19 Siege hat Pogacar 2025 gefeiert, die ersten im Februar in den Emiraten, die letzten im europäischen Herbst. Schwerste Klassiker waren ebenso darunter wie der vierte Tour-Erfolg. "Es ist eine lange Saison", sagt der 27-Jährige. Doch auch wenn seine schmächtige Physiognomie eher an die eines Sachbearbeiters der Raiffeisenkasse als einen Wunderathleten erinnert, steckt auch Mitte Oktober viel mehr Power in ihm als in allen, na ja: "Konkurrenten".

Am Dienstag wirkte Pogacar so, als bestreite er eines jener notorischen niederländischen "Kirmesrennen", bei denen ein Topstar mitunter vertragliche Siegesgewissheit besitzt. Entspannt winkend radelte er in Varese ins Ziel, weit hinter ihm japsten Ex-Weltmeister und Olympiasieger durch die Nord-Lombardei. Als Spitze der Demütigung setzte Pogacar seine entscheidende Attacke diesmal nicht bergauf, sondern in einer Abfahrt. "Es wollte ja keiner mit mir arbeiten", sagte er achselzuckend.

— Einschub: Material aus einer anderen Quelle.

PR #1065, opened 2022-02-10
feat(sandbox): pass parent property

roggervalf:


tests/test_sandboxed_process.ts
```diff
@@ -390,6 +391,48 @@ describe('sandboxed process', () => {
...
+      worker.on('completed', async (job: Job, value: any) => {
+        try {
+          expect(job.data).to.be.eql({ foo: 'bar' });
+          expect(value).to.be.eql({
+            id: 'job-id',
+            queueKey: `bull:${parentQueueName}`,
+          });
+          expect(Object.keys(worker['childPool'].retained)).to.have.lengthOf(0);
+          expect(worker['childPool'].free[processFile]).to.have.lengthOf(1);
+          await worker.close();
```
manast, line 413: use finally in the try/catch to avoid repetition of ```worker.close()```

PR #1069, opened 2022-02-11
docs(step-jobs): pattern to wait children

roggervalf:


docs/gitbook/patterns/process-step-jobs.md
```diff
@@ -40,8 +38,82 @@ const worker = new Worker(
...
+            },
+          );
+          await job.update({
+            step: thirdStep,
+          });
+          step = thirdStep;
+          break;
+        }
+        case thirdStep: {
+          const shouldWait = await job.moveToWaitingChildren(token);
```
bilalshaikh42, line 97: I am trying to implement this pattern. However, since my worker is not fetching jobs manually, I don't have a token. Is this possible to do without fetching jobs manually?

bilalshaikh42: Ah, I see. Thanks. We have been using the nestjs wrapper for this, which is not fully updated to BullMQ from Bull, so I completely missed that processors receive the lock. This certainly makes a lot of things easier!

docs/gitbook/patterns/process-step-jobs.md
```diff
@@ -40,8 +38,82 @@ const worker = new Worker(
...
+      switch (step) {
+        case initialStep: {
+          await doInitialStepStuff();
+          await childrenQueue.add(
+            'child-1',
+            { foo: 'bar' },
+            {
+              parent: {
+                id: job.id,
+                queue: `bull:${parentQueueName}`,
```
bilalshaikh42, line 68: Another question here. Is this possible to retrieve from the parent job itself? If we have a prefix other than "bull" for example, can this be retrieved from either the job or queue?

roggervalf: hi @bilalshaikh42, probably you are meaning if flows supports custom prefix https://github.com/taskforcesh/bullmq/blob/master/tests/test_flow.ts#L317 we are covering that case as in that test

docs/gitbook/patterns/process-step-jobs.md
```diff
@@ -40,8 +41,85 @@ const worker = new Worker(
...
+enum Step {
+  Initial,
+  Second,
+  Third,
+  Finish,
+}
+
+const worker = new Worker(
+  parentQueueName,
+  async job => {
```
manast, line 62: job -> (job, token) =>

manast (commented):
Just a small comment

docs/gitbook/patterns/process-step-jobs.md
roggervalf: hey @bilalshaikh42 I think I got your point, currently you could get the queueName from the parent, the prefix is not available directly, but it makes sense to have a getter as in this pr https://github.com/taskforcesh/bullmq/pull/1077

Eine kaum wahrnehmbare Kampfansage

Diese Dominanz ist gleichermaßen Fluch und Segen für den Radsport, der einerseits einen der Allzeitgrößten erlebt, welcher jedes Rennen voller Angriffslust und Esprit zelebriert. Andererseits ist damit der Wettbewerb weitgehend abgeschafft: Nur zweimal in diesem Jahr stieß Pogacar an seine Grenzen - bei den Niederlagen in Sanremo und Roubaix gegen Mathieu van der Poel. Und es bleiben natürlich auch die ewigen Zweifel der unerlaubten Leistungssteigerung, die der Radsport seit Jahrzehnten mit sich trägt. Bislang entflieht der nicht zu fassende Pogacar aber jedem Verdacht.

So stellt sich die Frage: Wer soll Pogacar in der Lombardei, wo er mit seinem fünften Sieg in Serie zum ikonischen Rekordgewinner Fausto Coppi aufschließen würde, ansatzweise ärgern? Remco Evenepoel zum Beispiel - eher nicht, das weiß der derzeit weltzweitbeste Radfahrer selbst. "Ich werde alles geben, um möglichst lange mit ihm mithalten zu können", sagt der Doppel-Olympiasieger. Das ist nicht einmal ein Kampfansägchen.

"Er besitzt Fähigkeiten, die man so nicht trainieren kann"

Evenepoels Vertrauter Sven Vanthourenhout, der ihm bereits zum neuen gemeinsamen Arbeitgeber Red-Bull-Bora-hansgrohe vorausgegangen ist, sieht Pogacar als Naturwunder an. "Er besitzt Fähigkeiten, die man so nicht trainieren kann", sagt der Belgier: "Für einige Minuten kann Pogacar 40 Watt mehr treten als jeder andere."

Evenepoel, so Vanthourenhout, soll künftig bei seinem neuen deutschen Team zumindest ähnliche Fähigkeiten entwickeln. Am Samstag droht ihm allerdings Ähnliches wie 2024: Damals wurde er bei "Il Lombardia" Zweiter hinter Pogacar. Mit 3:16 Minuten Rückstand nach einem 48-Kilometer-Solo des Großmeisters der Einsamkeit.